I tightened my grip on the envelope of false entries. Pip pressed her arm against mine and amongst a group of strangers we watched as loosed paper flew up and out of a building, dispersing on a breeze – words suspended and newly cooling, as paper met ash met star met nothing, and quickly it all meant nothing at all in a quiet night sky.

Z is for

zugzwang

(n.)

A museum at night is full of a strangeness of shadows. Artefacts loom out of niches and recesses with oddly heavy eyelids, or with mouths that appear to open an inch as you stroll by. Winceworth dressed in an approximation of his finest suit, and waited in a side street outside the British Museum, until an hour where night fused with morning. At three o’clock, a group of men and women passed him and walked towards the building. They were swaddled against the cold but gave occasional glimpses of finery: chiffon and mousseline de soie twitched beneath their wraps and stoles. A figure appeared in a sudden slice of light, a doorman with a cigarette at his lips. Words were exchanged and Winceworth watched as the party was ushered inside.

He steeled himself, I’ll show her, I’ll show her, and made his move across Montague Street. The doorman looked him up and down.

‘Do you know the password?’ he asked.

‘I do not,’ said Winceworth.

And honesty being the best policy, the man shrugged and Winceworth was shown into a bare anteroom. There, a very quiet, polite young man in an acid-yellow waistcoat welcomed him and confirmed that he was indeed here to attend tonight’s revelries. Winceworth was so tired and felt generally so numb that he did not even roll his eyes at this ridiculous noun.

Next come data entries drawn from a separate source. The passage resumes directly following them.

PR #429, opened 2025-07-31
Header data fetch

### LINKED ISSUE #417: (SP: 1) Fetch and Render Header Data
Create an API route /api/header that returns header data from the database using headerService, and integrate it into the Header component via useQuery.

 Requirements
 - Create app/api/header/route.ts that:

 - Uses createRequestContainer() and resolves headerService

 - Calls getHeaderData(locale) with getLocale() from next-intl/server

 - Returns navigation and supportButtonLink as JSON

 - In the Header component:

 - Use useQuery directly to fetch data from /api/header

Pass navigation to <NavigationBar /> and supportButtonLink to <RightActionsPanel />

### LINKED ISSUE #427: (SP: 1) Implement utility for generating full URLs with dynamic and query parameters
**Description:**  
Create a utility function that constructs a complete URL from a pathname template with optional dynamic segments and query parameters.

---

#### Requirements:

- Support dynamic route segments like `/path/[id]` that are replaced with actual values.
- Accept optional query parameters that may include:
  - primitives: `string`, `number`, `boolean`
  - arrays of primitives
  - flat objects with primitive values
- Skip `null` and `undefined` values.
- Ensure correct URL encoding of query parameters.
- Support nested query structures using the format:  
  - Arrays: `param[0]=value1&param[1]=value2`  
  - Objects: `param[key]=value`

---

### LINKED ISSUE #439: (SP:0.5) Fix missing active state in ButtonGroup for dynamic nav
## Description
While testing and rendering the DesktopNav component, the active button highlighting (indicator and color) worked correctly when using hardcoded navigation items but failed when loading navigation data from the backend (e.g., via navLabels fetched from an API or mocked dynamically).

## Problem

The ButtonGroup correctly highlighted the active button when buttons were hardcoded directly in the component or test.

However, when navLabels were fetched from the backend or passed as mock props (e.g., JSON), the indicator did not appear under the active item, and the text color did not reflect the active state.

Root cause: getBoundingClientRect returned 0 width/left because the real DOM layout isn't available in the test or render environment unless these values are mocked.

The component relies on these DOM measurements to position the indicator under the active item.

Mike-Popovych:
## Description

Integrated dynamic navigation data into the header:

- Implemented `/api/header` API route that returns localized navigation and support button link.
- Created `headerClientService` to fetch header data on the client side.
- Updated the `Header` component to fetch and render data using a custom `useQuery` hook.
- Replaced hardcoded navigation values in `DesktopNav` with dynamic data from the API.
- The API already returns localized values, so `locale` handling in the component is no longer necessary.

## Type of change

- [x] New feature  

## How to test

1. Run the project locally.
2. Verify that `Header` and `DesktopNav` render correct navigation based on API data.
3. Change locale (`/uk`, `/en`, etc.) and ensure correct localized labels are shown.
4. Check that the support button link is correctly rendered.

## Video / Screenshots

https://github.com/user-attachments/assets/7b0b37e3-de67-4acf-9ba4-f838257a311a

## Checklist

- [x] Tests pass successfully  
- [x] No Sonar issues   


oleg191006:
Where did you find this header option? I just don't see it in figma at all

Kryzhanivsky (approved):

app/api/header/route.ts
```diff
@@ -0,0 +1,40 @@
...
+
+export async function GET(req: NextRequest) {
+  const locale = req.nextUrl.searchParams.get('locale') || 'uk';
+
+  try {
+    const container = createRequestContainer();
+    const navigationService = container.resolve('navigationService');
+    const foundationInfoService = container.resolve('foundationInfoService');
+
+    const headerService = createHeaderService({ navigationService, foundationInfoService });
```
Iarynovskyi:
```suggestion
    const container = createRequestContainer();
    const headerService = container.resolve('headerService');
```
You can resolve `headerService` with its cores services inside with this one line of code, i tried it and its work
If we use a DI-container, then we need to follow the rules of layered architecture and not import the service directly

Iarynovskyi (approved):

danikua (approved):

‘I’m here for the fundraiser,’ he said.

‘So much to raise,’ the young man said, and Winceworth saw his eyes brighten with the zest of euphemism. ‘This way, sir. And, sir,’ the young man said, ‘I am sure you understand that the festivities are intended to be a private affair and I ask that upon leaving the grounds, you are not necessarily indiscreet regarding either the proceedings, your fellow attendees, the nature of the artwork—’

Winceworth let the young man run his excited patter, and let his words bounce off the parquet flooring and stuccoed walls as he walked through dark hallways and passageways. He knew these corridors vaguely through incidental trips to the Reading Room, or weekend visits attempting to find interest in a schatzkammer of things rather than words as a reprieve from Swansby House. They were walking at such a brisk pace, however, that any sense Winceworth might have had of which part of the museum they were passing or which direction they were facing was soon lost. They continued through heavy doors and skipped down side corridors. The only sound was the tap of their footfall until, after what seemed an age, Winceworth heard the clink of glass and strains of music marbling in the air. Around a final corner, and the refined, honeyed light of candles pooled in a splash across the floor. His companion drew back a velvet curtain,

fnuck—

What is there to say of the party, when he found it? The decoration of course should take prominence. He had heard of the Secretum and its contents, its Bacchic marbles, tableaux, statues, pieces of masonry, cups, jewellery – all obscene and all on show for the chosen few. These were artefacts that were deemed too contentious or deemed corruptingly erotic for public display, and yet here they all were in their cases and on plinths and on candle-lit vitrines. Winceworth saw a thrusting, bristling, orgy of treasures.